### Given information
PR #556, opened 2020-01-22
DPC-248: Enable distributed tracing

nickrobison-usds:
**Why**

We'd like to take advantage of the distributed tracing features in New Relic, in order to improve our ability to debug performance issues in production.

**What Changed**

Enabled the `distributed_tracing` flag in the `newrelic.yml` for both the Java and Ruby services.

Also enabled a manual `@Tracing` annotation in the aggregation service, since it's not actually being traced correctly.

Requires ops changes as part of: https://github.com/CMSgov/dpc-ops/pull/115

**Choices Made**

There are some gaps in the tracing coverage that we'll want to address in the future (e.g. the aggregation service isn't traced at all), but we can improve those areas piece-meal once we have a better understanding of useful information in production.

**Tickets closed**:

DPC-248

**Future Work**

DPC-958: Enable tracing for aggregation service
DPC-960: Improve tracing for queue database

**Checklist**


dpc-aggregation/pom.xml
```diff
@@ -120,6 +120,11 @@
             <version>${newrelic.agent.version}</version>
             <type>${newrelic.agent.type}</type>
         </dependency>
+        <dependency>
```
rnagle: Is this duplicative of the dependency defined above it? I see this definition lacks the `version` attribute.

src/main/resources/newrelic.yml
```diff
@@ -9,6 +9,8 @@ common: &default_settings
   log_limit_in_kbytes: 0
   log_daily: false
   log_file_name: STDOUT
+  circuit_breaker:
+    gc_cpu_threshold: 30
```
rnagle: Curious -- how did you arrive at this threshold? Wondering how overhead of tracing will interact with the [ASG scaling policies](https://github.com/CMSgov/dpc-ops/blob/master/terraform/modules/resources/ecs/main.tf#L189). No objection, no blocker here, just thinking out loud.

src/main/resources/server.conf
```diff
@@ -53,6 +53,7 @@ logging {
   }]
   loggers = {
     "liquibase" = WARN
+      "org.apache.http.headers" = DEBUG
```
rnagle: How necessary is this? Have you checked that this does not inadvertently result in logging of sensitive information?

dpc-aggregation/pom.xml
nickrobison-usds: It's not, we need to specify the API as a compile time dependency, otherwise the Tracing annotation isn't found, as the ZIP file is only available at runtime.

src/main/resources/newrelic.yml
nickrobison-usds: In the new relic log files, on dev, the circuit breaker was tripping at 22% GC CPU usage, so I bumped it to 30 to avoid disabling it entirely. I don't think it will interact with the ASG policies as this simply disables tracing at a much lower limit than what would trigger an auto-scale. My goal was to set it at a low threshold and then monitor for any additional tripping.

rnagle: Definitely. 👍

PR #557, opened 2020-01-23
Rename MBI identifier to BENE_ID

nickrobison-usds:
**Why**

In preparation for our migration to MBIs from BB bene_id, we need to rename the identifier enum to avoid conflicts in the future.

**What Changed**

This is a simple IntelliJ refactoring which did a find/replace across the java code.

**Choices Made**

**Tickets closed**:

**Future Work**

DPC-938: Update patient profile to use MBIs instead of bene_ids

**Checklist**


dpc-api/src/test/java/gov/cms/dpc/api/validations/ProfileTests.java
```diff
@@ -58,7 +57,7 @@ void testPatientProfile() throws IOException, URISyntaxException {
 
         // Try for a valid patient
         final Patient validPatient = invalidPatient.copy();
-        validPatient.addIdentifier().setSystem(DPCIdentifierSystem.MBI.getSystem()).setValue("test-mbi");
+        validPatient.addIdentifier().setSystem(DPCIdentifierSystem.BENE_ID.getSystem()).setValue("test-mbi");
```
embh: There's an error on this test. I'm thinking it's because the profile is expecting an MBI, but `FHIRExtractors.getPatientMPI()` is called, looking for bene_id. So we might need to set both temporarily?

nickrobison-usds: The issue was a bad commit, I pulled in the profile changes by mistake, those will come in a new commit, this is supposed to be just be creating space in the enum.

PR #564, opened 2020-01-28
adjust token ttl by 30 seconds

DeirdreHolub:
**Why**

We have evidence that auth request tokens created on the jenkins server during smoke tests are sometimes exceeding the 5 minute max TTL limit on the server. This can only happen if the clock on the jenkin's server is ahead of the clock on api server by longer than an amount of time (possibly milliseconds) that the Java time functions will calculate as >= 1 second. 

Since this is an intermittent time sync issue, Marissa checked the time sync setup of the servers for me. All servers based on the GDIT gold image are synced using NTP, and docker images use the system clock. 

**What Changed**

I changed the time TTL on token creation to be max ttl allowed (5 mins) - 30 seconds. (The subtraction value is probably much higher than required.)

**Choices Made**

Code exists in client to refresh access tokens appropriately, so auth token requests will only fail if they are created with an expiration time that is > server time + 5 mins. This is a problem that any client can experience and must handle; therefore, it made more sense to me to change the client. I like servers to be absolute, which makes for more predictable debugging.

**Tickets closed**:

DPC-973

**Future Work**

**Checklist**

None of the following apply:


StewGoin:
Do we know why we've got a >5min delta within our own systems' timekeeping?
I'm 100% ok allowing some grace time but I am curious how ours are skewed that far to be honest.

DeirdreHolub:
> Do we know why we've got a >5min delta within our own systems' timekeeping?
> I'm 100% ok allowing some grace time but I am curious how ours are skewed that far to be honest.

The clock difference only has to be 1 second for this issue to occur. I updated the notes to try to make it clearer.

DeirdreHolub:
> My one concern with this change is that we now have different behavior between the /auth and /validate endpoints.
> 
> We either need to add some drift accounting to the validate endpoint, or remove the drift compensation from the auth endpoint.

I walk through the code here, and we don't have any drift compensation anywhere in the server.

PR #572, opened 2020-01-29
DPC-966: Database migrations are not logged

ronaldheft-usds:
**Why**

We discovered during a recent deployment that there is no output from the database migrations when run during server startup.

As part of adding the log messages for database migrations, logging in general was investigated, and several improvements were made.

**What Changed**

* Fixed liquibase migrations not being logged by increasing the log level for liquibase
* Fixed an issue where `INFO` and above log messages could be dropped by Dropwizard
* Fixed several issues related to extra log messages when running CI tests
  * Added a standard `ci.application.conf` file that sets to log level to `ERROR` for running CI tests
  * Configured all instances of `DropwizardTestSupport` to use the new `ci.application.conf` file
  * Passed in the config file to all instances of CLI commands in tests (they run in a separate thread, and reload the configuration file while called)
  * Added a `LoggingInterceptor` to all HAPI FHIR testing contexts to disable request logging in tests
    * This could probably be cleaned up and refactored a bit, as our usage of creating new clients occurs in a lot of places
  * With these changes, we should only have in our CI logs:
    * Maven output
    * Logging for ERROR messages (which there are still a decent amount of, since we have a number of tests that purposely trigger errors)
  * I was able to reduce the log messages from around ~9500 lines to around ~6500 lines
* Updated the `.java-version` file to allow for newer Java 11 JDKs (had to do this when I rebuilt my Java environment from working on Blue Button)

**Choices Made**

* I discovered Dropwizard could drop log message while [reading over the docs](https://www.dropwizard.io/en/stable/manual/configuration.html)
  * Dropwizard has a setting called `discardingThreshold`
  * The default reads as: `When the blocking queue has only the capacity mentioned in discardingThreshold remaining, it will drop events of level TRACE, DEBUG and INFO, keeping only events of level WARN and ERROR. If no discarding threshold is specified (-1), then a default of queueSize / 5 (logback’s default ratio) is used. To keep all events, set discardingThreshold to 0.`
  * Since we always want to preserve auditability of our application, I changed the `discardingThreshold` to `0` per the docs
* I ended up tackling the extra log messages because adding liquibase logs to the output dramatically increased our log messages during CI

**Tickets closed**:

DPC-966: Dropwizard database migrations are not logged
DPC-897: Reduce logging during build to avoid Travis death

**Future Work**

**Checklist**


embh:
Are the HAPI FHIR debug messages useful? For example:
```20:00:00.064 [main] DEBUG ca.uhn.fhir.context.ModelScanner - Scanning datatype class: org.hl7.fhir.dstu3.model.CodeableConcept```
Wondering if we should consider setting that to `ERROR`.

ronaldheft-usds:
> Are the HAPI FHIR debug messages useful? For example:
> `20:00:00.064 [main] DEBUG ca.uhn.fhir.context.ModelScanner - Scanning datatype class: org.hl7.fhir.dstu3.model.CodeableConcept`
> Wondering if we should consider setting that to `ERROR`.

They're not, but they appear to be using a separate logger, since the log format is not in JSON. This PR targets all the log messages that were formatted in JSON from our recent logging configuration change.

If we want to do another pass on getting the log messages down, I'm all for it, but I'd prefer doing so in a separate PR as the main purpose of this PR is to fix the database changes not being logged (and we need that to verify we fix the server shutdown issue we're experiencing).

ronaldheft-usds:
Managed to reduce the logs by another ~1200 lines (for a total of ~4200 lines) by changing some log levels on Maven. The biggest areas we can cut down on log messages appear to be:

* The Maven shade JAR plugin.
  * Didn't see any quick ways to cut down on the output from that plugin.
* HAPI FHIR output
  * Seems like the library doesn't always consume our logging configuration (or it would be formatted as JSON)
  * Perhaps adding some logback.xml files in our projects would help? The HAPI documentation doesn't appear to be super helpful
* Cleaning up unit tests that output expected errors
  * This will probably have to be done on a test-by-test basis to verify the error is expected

### Work to be completed
The answer must be a single number: the count of lines in the listing that hold the word "because".

### Task result
2